Asked about this, Given responded that market forces, not governmental regulation, should determine how American energy usage plays out. “We’re only looking for an even and level playing field (between gas and renewables),” he insisted.
The issue of hydraulic fracturing, a common method for the extraction of natural gas, and its risk for groundwater contamination is also part of the energy debate, and drives a great deal of partisan division. While the Obama Administration was initially a strong supporter of the benefits of natural gas over coal and oil in the early 2010s, subsequent allegations of the harm fracking causes to drinking water and farming practices has led to hesitance for many.
Given pointed to a study produced by the EPA, published in 2015, which said that the agency “did not find evidence that these mechanisms have led to widespread, systemic impacts on drinking water sources in the United States.”
Following the EPA’s report, however, the administration’s Scientific Advisory Board (SAB) criticized the use words “systemic” and “widespread” as an ambiguous generalization. There have been confirmed cases of toxic chemicals used in fracking found near drilling sites.
Following the SAB’s response, the EPA removed the quoted sentence from its findings, over the objections of natural gas lobbies and organizations. Other studies in the Journal of Health Economics and Environmental Health Perspectives have suggested that fracking contamination contributes to complications for mothers and their unborn children. Fracking also requires a large amount of water, an estimated 239 billion gallons since 2005.

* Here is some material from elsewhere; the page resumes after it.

PR #3744, opened 2026-08-10
QVAC-23222 fix[bc]: harden serve CORS and managed authentication

simon-iribarren:

- Browser clients could opt into wildcard CORS, and managed `qvac serve` processes did not enforce credentials.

TEA, as a classified nonprofit © (4), is not required to disclose the identity of its donors, in accordance with its First Amendment rights. The LoganDaily News asked Given if he’d be willing to make that information public. He declined.
“We’re funded by groups that care about natural gas,” he said. When pressed to answer whether those include for-profit natural gas entities, he said, “I have no comment at this time.”